> TO DO: Below this line is the material. Write out only its lines from the one containing "It should be" through the one containing "This was on my todo list for a long time.", both kept, exactly.

> RECORD EXCERPTS:

PR #308, opened 2023-05-04
build: fix SDK wrappers not compiling because in-app SDK installing in NSE

levibostian:
@Shahroz16 only merge if you find that Ami RN iOS builds are fixed and no longer show the Gist compile-time errors.


Shahroz16 (approved):
Seems to be working.

PR #309, opened 2023-05-09
refactor: fcm sample app rich push

levibostian:


.github/workflows/build-sample-apps.yml
```diff
@@ -26,13 +26,25 @@ jobs:
...
         working-directory: ${{ env.GITHUB_WORKSPACE }}
         ruby-version: '3.0'
         bundler-cache: true # cache tools to make builds faster in future 
+    
+    - name: Setup build environment to prepare for building 
+      working-directory: ${{ env.GITHUB_WORKSPACE }} # root directory of source code 
+      run: |
+        make setup_sample_app app=${{ matrix.sample-app }}
+        sd CUSTOMERIO_WORKSPACE_SITE_ID ${{ secrets.CUSTOMERIO_WORKSPACE_SITE_ID }} "Apps/${{ matrix.sample-app }}/BuildEnvironment.swift"
+        sd CUSTOMERIO_WORKSPACE_API_KEY ${{ secrets.CUSTOMERIO_WORKSPACE_API_KEY }} "Apps/${{ matrix.sample-app }}/BuildEnvironment.swift"
```
Shahroz16, line 47: With the challenges, we have faced with `sed` or other text-replacing tools in the past. The only thing that really worked for us is adding the complete file as an environment and inserting it. Worked seamless for RH and Ami apps. 

Do you see any advantage with this approach rather then just inserting Env file completely?

Shahroz16 (approved):

.github/workflows/build-sample-apps.yml
levibostian: I plan to never use sed again, haha! We have indeed faced lots of issues. 

I did find a [popular sed replacement called `sd`](https://github.com/chmln/sd) which is what we are using here. It seems to be easier to use and doesn't have the macos/linux issues we have always had. 

I came up with this solution of text replacement of a file because I encountered problems with creating a whole file as a secret. If you ever change the syntax of that Swift file, you have to update the GH secret and then all commits in your code base up to that point will not compile since the syntax changed. This happened once where Jatin updated the GH secret with a new syntax update and all previous releases would no longer compile. 

I think this solution is less fragile to break and is easier to be backwards compatible. 

Android has gradle build config files that make this sort of thing easier to do. iOS has something kind od similar (xcconfig files) but those have lots of boilerplate involved and complexity when using with cocoapods. Seems overkill. This is the most simple solution that I could come up with.

PR #316, opened 2023-05-15
build: setup git hooks add formatted files

levibostian:
Setup a better git hooks experience for the iOS code base. We have been using lefthook on other repos with good success so I am introducing it to iOS here. 

This is a long-term fix to prevent [breaking Lint on main branch](https://github.com/customerio/customerio-ios/pull/314/files). I know some members of the team have had issues getting git hooks in this code base working on their computer. This improved tool should fix those issues.


Shahroz16 (approved):
Thanks for the PR. We can try it out, for me personally git hooks worked, not sure why it might not for others thats why i am a bit skeptical that this problem might be because of something else.

levibostian:
Note to the team: Now that this PR has been merged, run these commands:

```
git checkout main
git pull 
rm -rf .git/hooks
brew install lefthook 
lefthook install 
```

That will remove the old git hooks and install the new ones.

PR #317, opened 2023-05-17
ci: bot comment on PRs with sample app build numbers

levibostian:
iOS SDK tasks for this ticket: https://github.com/customerio/issues/issues/9028

This PR's job is to do 2 things: 
1. Compile all of the sample apps that are inside of the source code of the SDK. 
2. Automate the communication between engineer and QA for what sample app build to install to test the latest changes in a PR. 

This PR adds the following features to our SDK's repository: 

### On every commit pushed to a pull request....

* All sample apps are built and uploaded to Firebase App Distribution for downloading. 
* The `Version.swift` source code file inside of the SDK's source code is updated with build information so when QA finds a bug in a sample app build, we can see at runtime what SDK commit that bug exists for. 
* Bot [creates and updates a comment inside of pull request](https://github.com/customerio/customerio-ios/pull/317#issuecomment-1551455858) indicating the latest sample app version to install to test the PR. 
  * Bot messages are updated when a new commit is pushed, when a new build is compiled, and when a new build fails to compile. By updating the bot comment with all of these states, we help prevent miscommunication between QA and engineers as to what build is the latest.


scripts/update-version.sh
```diff
@@ -9,26 +9,17 @@
 set -e 
 
 NEW_VERSION="$1"
```
Shahroz16, line 11: can we possibly add these checks to point out what issue can occur? 

```
if [ -z "$1" ]
then
  echo "Error: No version number supplied"
  echo "Usage: $0 [new version number]"
  exit 1
fi

if ! command -v sd &> /dev/null
then
    echo "sd command not found. Install it using 'brew install sd'"
    exit 1
fi
```

Shahroz16 (approved):

scripts/update-version.sh
levibostian: If the script was going to be used by developers on their development machines, I could see value in adding code for error checking. 

Because this is a script only used by the CI, IMO, adding error checking code is over engineering and adds complexity to the bash script. Instead, documentation in the script provides what the developer needs to do for the CI to run the script successfully.

PR #320, opened 2023-05-18
feat: in-app dismiss message

ami-aman:
closes https://github.com/customerio/issues/issues/9930

PR for in-app dismiss message. Import `CioMessagingInApp` and  call the method `MessagingInApp.shared.dismissMessage()` to dismiss active in-app message shown on the screen.

________________________________


Sources/MessagingInApp/MessagingInApp.swift
```diff
@@ -12,6 +12,8 @@ public protocol MessagingInAppInstance: AutoMockable {
     @available(*, deprecated, message: "Parameter organizationId no longer being used. Remove the parameter from your function call to migrate to new function.")
     // sourcery:Name=initializeOrganizationId
     func initialize(organizationId: String)
+
+    func dismissMessage()
```
levibostian, line 16: According to the [design proposal for this feature](https://github.com/customerio/issues/issues/9761#issuecomment-1502286550), this function should be a static function added to `MessagingInApp` and not an instance function as it appears here in this PR. 

I was expecting to not see this function here in the protocol. Is there a reason it's needed in the protocol?

Sources/MessagingInApp/MessagingInApp.swift
```diff
@@ -102,4 +104,9 @@ public class MessagingInApp: ModuleTopLevelObject<MessagingInAppInstance>, Messa
     override public func getImplementationInstance(diGraph: DIGraph) -> MessagingInAppInstance {
         MessagingInAppImplementation(diGraph: diGraph)
     }
+
+    // Dismiss in-app message
+    public func dismissMessage() {
+        implementation?.dismissMessage()
+    }
```
levibostian, line 111: According to the [design proposal for this feature](https://github.com/customerio/issues/issues/9761#issuecomment-1502286550), this function should be a static function added to `MessagingInApp` and not an instance function as it appears here in this PR. 

I was expecting to not see this function here as a non-static function. I think we need to modify it to be a static function?

levibostian (changes requested):
Because the PR implementation doesn't align with the [design of the feature](https://github.com/customerio/issues/issues/9761#issuecomment-1502286550), I will request changes for now.

Sources/MessagingInApp/MessagingInApp.swift
Shahroz16: @levibostian good call out. Now that I am thinking about it, I added it as a `static` method because I think, the `initialize` method isn't compulsory anymore. as we don't take organization id and even callbacks are optional. 

If that is indeed the case, then `static` would just do, otherwise, if the earlier hypothesis wasn't correct and we do indeed need a `initialize` call then I can change the proposal to be an `instance` function rather than a `static function` as this method is internally going to call a method provided by the `gist SDK` and we need gist SDK to be initialized. 

What do you both feel, i don't feel very strongly about either option.

levibostian: I don't feel strongly 1 way or the other. Assuming that all 3 of us do not feel strongly towards 1 solution, I suggest that we keep the API consistent with the rest of the SDK. 

Because the rest of the SDK uses the naming pattern: 

```swift
// non-static functions: 
MessagingInApp.shared.foo()
```

Then that is my current vote.

If that sounds good to others, then my original comment can be dismissed.

Shahroz16 (approved):

Sources/MessagingInApp/MessagingInApp.swift
ami-aman: [This](https://github.com/customerio/customerio-ios/pull/320/files/7e93f6f182adabf5c87ead0d0b20e3178e2952fc#r1200614832) conversation resolves current conversation as well.

PR #323, opened 2023-05-19
ci: build sample apps on main branch pushes

levibostian:
At this time, sample apps are only being built for pull requests. However, these can be unstable. We need the ability to download *stable* versions of our sample apps for work that is completed. 

This PR makes builds of the sample apps when PRs are merged to the `main` branch.

### DIFF
--- a/.github/workflows/build-sample-apps.yml
+++ b/.github/workflows/build-sample-apps.yml
@@ -2,6 +2,8 @@ name: Build sample apps
 
 on: 
   pull_request: # build sample apps for every commit pushed to an open pull request (including drafts)
+  push: 
+    branches: [main]
   release: # build sample apps for every git tag created. These are known as "stable" builds that are suitable for people outside the mobile team. 
     types: [published]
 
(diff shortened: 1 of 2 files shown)


.github/workflows/build-sample-apps.yml
```diff
@@ -66,11 +68,6 @@ jobs:
     steps:
     - uses: actions/checkout@v3
 
-    - name: Install tools used in workflow
-      run: |
-        brew install xcbeautify    
-        brew install sd
-
```
Shahroz16, line 73: why don't we need these anymore? I remember i previously saw your comment on one of the PRs where you mention "You expected X to be available on Linux but that was not the case and had to install it manually"

Shahroz16 (approved):

.github/workflows/build-sample-apps.yml
levibostian: This is removing a duplicate entry. If you look further down in the workflow file you see that this code is copy/pasted. I made a mistake and added this code twice.

PR #143, opened 2016-02-02
[74X] Framework does some fitness

blinkseb:
Output size of the tree starts to be an issue, so this PR removes some branches from the tree (they are still available on the analyzers side). Please check if there's a branch you'd like to keep on the output tree, or if there're you'd like to remove.

For 2799 events, output size is reduced to 12.3 MB from 17.5 MB (~-30%)


BrieucF:
Fine for me. Thanks. We also keep all the input variables for the btag training (vtxNtrack etc..). These branches are small but in the end they are there 5 times. Do you think we could gain by removing them?

blinkseb:
I've updated the PR to also remove the input variable for b-jet regression. They are only computed when running b-jet regression and not stored anymore in the output tree.

PR #147, opened 2016-02-10
[74X] Compute and store PDF and scale uncertainties

blinkseb:
For PDF uncertainties, this add three branches to the tree:
- `event_pdf_weight`: nominal pdf weight. Should be very close to one, but for some PDFs can be slightly different
- `event_pdf_weight_up`: up variation of the pdf weight
- `event_pdf_weight_down`: down variation of the pdf weight

PDF variation also includes alphaS uncertainties when available.

Only support for NNPDF30 is included. If a different PDF was used for the sample generation, a warning is printed to inform the user.

Scale variations are also included as a new branch, `event_scale_weights`, which will contains 6 values for the different renormalisation and factorisation scales variation (nominal is excluded, as well as anti-correlated variation as advised).

In addition, since all these uncertainties must affect only the shape and not the normalization, additional sum of event weight are stored in the final file:
- 3 for PDF variations (nominal, up and down)
- 6 for scale variations

All these new sums are named `event_weight_sum_<tag>`, where `<tag>` is either `pdf_nominal`, `pdf_up`, `pdf_down`, `scale_0` ... `scale_5`. This naming convention will be recognized by `runPostCrab.py` to store these additional weights to SAMAdhi (PRs for each repository incoming). At the end, it'll be possible to request to `histFactory` to normalize a given histogram to either the nominal case (default), or to `<tag>`, which is the same value used to fill the database.

Validation wise, PDF variations are about +- 5%, with rare outlier going up to 600%. Scale variations are a bit more important, with highest value ranging from ~+70% to ~-50%. But this will be absorbed into the normalization, so we'll need to see real effects on shape.

It'd be good if someone can run it on something else than TT (a LO sample would be great :smile:) and confirms that both tree branches and sum of event weight are (properly?) filled.

---

SAMADhi PR: https://github.com/cp3-llbb/SAMADhi/pull/11
GridIn PR: https://github.com/cp3-llbb/GridIn/pull/69

---

~~EDIT: I expect Jenkins tests to fail since I have not updated the reference trees.~~


blinkseb:
Would be good to set `pdf_weight` and friends to 1 by default (especially on data). I'll do it tomorrow

src/EventProducer.cc
```diff
@@ -59,13 +167,91 @@ void EventProducer::produce(edm::Event& event_, const edm::EventSetup& eventSetu
...
+        if (has_alphas_uncertainty) {
+            float weight_alphas_up = lhe_info->weights()[m_pdf_weights_matching[n].second].wgt / lhe_originalXWGTUP;
+            float weight_alphas_down = lhe_info->weights()[m_pdf_weights_matching[n + 1].second].wgt / lhe_originalXWGTUP;
+            // 0.75 factor is needed because NNPDF30 alphaS uncertainties are
+            // +- 0.002 whereas recommendations for Run2 are +- 0.0015
+            float alphas_uncertainty = 0.75 * (weight_alphas_up - weight_alphas_down) / 2.;
+#ifdef DEBUG_PDF
+            std::cout << "alphaS uncertainty: " << alphas_uncertainty << std::endl;
+#endif
+            rms = std::sqrt(rms * rms + alphas_uncertainty * alphas_uncertainty);
```
OlivierBondu, line 381: ah, so alpha_S uncertainties will be contained within the pdf uncertainties for NLO samples ?
(fine with me, just making a note so that people realize ;) )

blinkseb, line 381: Indeed :) If preferred, we can create a new branch for alphaS and one for the combination, but IMO it's useless since you won't apply one without the other.

blinkseb:
Ok bad new this does not work _at all_ for LO sample, since the structure of the block describing with ID is which PDF is totally different than for NLO samples ( :angry: ). I'll need some time to make it works also on LO sample ...

blinkseb:
I've updated the code to deal with both LO and NLO, so on my side it's ready for testing.

blinkseb:
please test

blinkseb:
It crashes on powheg samples :cry:

blinkseb:
Crash fixed, it should now works for everything.

&lt;rant on>
For those interested, the PDF block is different between Powheg and Madgraph:

```
<weightgroup combine="gaussian" type="PDF_variation">
```

vs

```
<weightgroup combine="gaussian" name="PDF_variation">
```

Yes, `type` becomes `name` :angry: Literally **everything** is made to make our life difficult ...
&lt;/rant on>

blinkseb:
please test

blinkseb:
So, @OlivierBondu found that, unfortunately, we are affected by the LHE generation bug for (at least) the HH signal :cry: (see [here](https://hypernews.cern.ch/HyperNews/CMS/get/generators/2648.html) for more details). This means the PDF weights we obtain are crazy:

##### Nominal value (should be 1, or very close to one)

pdf_weight_nominal_originalxwgtup pdf

##### PDF weight up

pdf_weight_up_originalxwgtup pdf

So, to fix that, I started implementing an alternative code to use LHAPDF for LO sample in order to recompute the weight for each event, by evaluating all the members of the PDF for each parton, divided by the nominal PDF value (method used for Run1 and described [here](https://twiki.cern.ch/twiki/bin/viewauth/CMS/TopSystematics#PDF_uncertainties) for example). This gives me the following distributions (same 1000 events as above)

##### Nominal value

pdf_weight_nominal_lhapdf pdf

##### PDF weight up

pdf_weight_up_lhapdf pdf

Much better, exactly what we expect (mean of 1 and about 10% uncertainties). However, it's slow (~5 times slower), and with this method we are not able to compute scale variations ...

Fortunately, there's a way to use the weights inside the LHE file. Instead of dividing by `originalXWGTUP` (as you are supposed to do if you follow the recipe, see [here](https://twiki.cern.ch/twiki/bin/viewauth/CMS/LHEReaderCMSSW#Retrieving_the_weights)), you can divide by `SCALUP`. I don't exactly know what the difference between these two values are, but, if you do that, you get:

##### Nominal value

pdf_weight_nominal_scalup pdf

##### PDF weight up

pdf_weight_up_scalup pdf

I have not cloned the distributions, it gives exactly the same results as using directly LHAPDF, but:
- It's a **lot** faster
- It's allow to also recover the scale variations

It's possible to use any of the 3 above methods in the code via some `#define` (so `originalXWGTUP`, `SCALUP` or LHAPDF). This PR use by default the `SCALUP` method, since it's a lot faster and gives exactly the same results as LHAPDF. Also note that the `#define` affects only the LO PDF / scale variation weights. Weights for NLO are always read from the LHE file since they are correct.

Hopefully it's the last fix needed!

AlexandreMertens:
Great! Is there another check to do before merging?

AlexandreMertens:
Hey, So I checked and it looks fine :).
Just one question, with no impact, but why is there a rms of 0.0006072 for the event_pdf_weight?
Well, it's small and centred at 1.

blinkseb:
Thanks @AlexandreMertens for testing :)

It's expected that `pdf_weight` is not constant, since it's the mean of all the variations of the PDF for a given event, but, as you saw, it's should be close to one with a small RMS, so that's good.

I guess if no one raise objections, we can merge this soon!

OlivierBondu:
Tested again and fine with me :)

Many many thanks for this one !

Issue #152, opened 2016-02-16
New electron ID SF for 7.4.X / 7.6.X


blinkseb:
See:
- https://indico.cern.ch/event/491499/contribution/1/attachments/1228459/1799653/CutBasedId_EGM_15Feb.pdf
- https://arun-afs.web.cern.ch/arun-afs/Final_Fits_Data_74X/
- https://arun-afs.web.cern.ch/arun-afs/Fits_Data_ID_76X/

PR #154, opened 2016-02-16
[7.4.X] Fix alphaS uncertainty computation. Closes #151

### LINKED ISSUE #151: AlphaS uncertainties are invalid
Code here is invalid : https://github.com/cp3-llbb/Framework/blob/CMSSW_7_4_12p/src/EventProducer.cc#L386-L388

It should be 1.5 instead of 0.75, see https://hypernews.cern.ch/HyperNews/CMS/get/physics-validation/2601.html

blinkseb:


OlivierBondu:
Thanks !
Shouldn't the trees be updated as well ? `pdf_weight_up` and `pdf_weight_down` will change

blinkseb:
Indeed :) I'll update them after #152 is merged

blinkseb:
Instead I rebased against #152 so we'll be able to merge both without the need to regenerate the trees.

PR #157, opened 2016-02-16
[74X] Do not recluster the jets when applying new JEC

blinkseb:
This was on my todo list for a long time.

Previously, to apply new JEC, the jets were reclustered from PF particles and the new JEC was apply as part of the usual jet clustering chain. This is obviously very slow, and it does not make real sense. Indeed, even with new JEC, the jet clustering will be the same, since JEC are applied on jets, not on PF particles.

This PR change this by simply rescaling the existing jet P4 by the right amount, and it's a lot faster.

I also fixed for good this time the fact that MVA electron ID was still ran in the background even if not used.

With all these change and running the same job, runtime drops from 15s to 7s :)


OlivierBondu:
Thanks !
Can I ask why the drop of `btagDiscriminators` in `Framework.py` ?
I assume all this reshuffling around the MET was needed by the previous way of handling the JEC ?

For once I am not sure why the ref trees need to be updated: the content should be the same ?

blinkseb:
> Thanks !
> Can I ask why the drop of btagDiscriminators in Framework.py ?

It was because, since the jets were reclustered, no b-tagging information were included, so we needed to reran also b-tagging, and all the other stuff like PU jet id, etc. It's no longer needed since we keep the MiniAOD jet, and only rescale the P4, so it keeps all the already computed quantities.

> I assume all this reshuffling around the MET was needed by the previous way of handling the JEC ?

Yep I figured out a much easier way to propagate the change in JEC to the MET than done previously. It's also much faster :)

> For once I am not sure why the ref trees need to be updated: the content should be the same ?

It should indeed, but it won't be _exactly_ the same. Jets on MiniAOD are reclustered using MiniAOD PF particles, so in 16-bits float precision, while jets during RECO are reclustered using full-precision MiniAOD. This leads to _very_ small differences in the resulting P4 of the jets.

OlivierBondu:
all clear, thanks !

PR #159, opened 2016-02-17
[74X] Switch to workaround mode for PDF weights only if needed

blinkseb:
#147 introduced PDF weights, with a workaround using `SCALUP` instead of `originalXWGTUP` for LO to compute LHE weights because of CMS generation bug affecting LO samples.

Unfortunately, this bug does not affect **all** the LO samples. For example, LO DY samples are fine...

I added a rather brute force method to detect if the workaround is needed or not: for the first event, the first PDF weight is computed. If it's greater than 100 (totally arbitrary value), then the workaround mode is used, otherwise not.

Gives expected results on both HH signal and DY LO samples.
## 

PR based over #158


BrieucF:
Thanks!

PR #163, opened 2016-02-18
[74X] Ignore pathological events when computing PDF uncertainties

blinkseb:
See https://hypernews.cern.ch/HyperNews/CMS/get/generators/2900.html for details.

The workaround used here is to discard events when one of the weight is either NaN, < 0.4 or > 2.5. This discards some events in all the samples I tested, but a very small fraction (<1%), so it should not impact the overall uncertainty estimation.

### DIFF
--- a/src/EventProducer.cc
+++ b/src/EventProducer.cc
@@ -314,7 +314,6 @@ void EventProducer::produce(edm::Event& event_, const edm::EventSetup& eventSetu
         }
 
         // PDF variations
-
         for (auto& weight: lhe_info->weights()) {
             lhe_weights.push_back(std::make_pair(weight.id, weight.wgt));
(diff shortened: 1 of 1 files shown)


OlivierBondu:
Why the 0.4 and 2.5 ?

OlivierBondu:
(love the branch name btw)

blinkseb:
TBH, because I needed to put some numbers :) I put first 0.1 and 10, but there's some events with weights like 0.2 or 5 which is obviously crazy but escaping the cut, but I have not figured out a good 'crazy scale' estimate, so I you have better values or idea! I'd even restrict it a bitter tigher, like 0.5 / 2 or even 0.67 / 1.5 ...

PR #164, opened 2016-02-22
[74X] Read JEC uncertainties from the GT by default

blinkseb:
Previously, JEC uncertainties were read from a text files, stored inside the `data` folder. The issue here is that we'll probably forget about it and fail to update this text file when new uncertainties are available.

This PR change the way uncertainties are retrieved. Now, the default is to use the Global Tag by default, but the user still have the choice to read a text files.

I've also made easier to tell the framework you want to load the JEC from a database instead of a Global Tag. There's a new method in the `Framework` class named `useJECDatabase`:

``` python
framework.useJECDatabase('Fall15_25nsV2_MC.db')
```

This affect both the JEC and the JEC uncertainties

### DIFF
--- a/python/Framework.py
+++ b/python/Framework.py
@@ -234,6 +234,25 @@ class Framework(object):
 
         return self.producers.index(name)
 
+    def useJECDatabase(self, database):
+        """
+        JEC factors will be retrieved from the database instead of the Global Tag
+        """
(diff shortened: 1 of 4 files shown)


OlivierBondu:
Thanks !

> WORKED SOLUTION:
It should be 1.5 instead of 0.75, see https://hypernews.cern.ch/HyperNews/CMS/get/physics-validation/2601.html

blinkseb:


OlivierBondu:
Thanks !
Shouldn't the trees be updated as well ? `pdf_weight_up` and `pdf_weight_down` will change

blinkseb:
Indeed :) I'll update them after #152 is merged

blinkseb:
Instead I rebased against #152 so we'll be able to merge both without the need to regenerate the trees.

PR #157, opened 2016-02-16
[74X] Do not recluster the jets when applying new JEC

blinkseb:
This was on my todo list for a long time.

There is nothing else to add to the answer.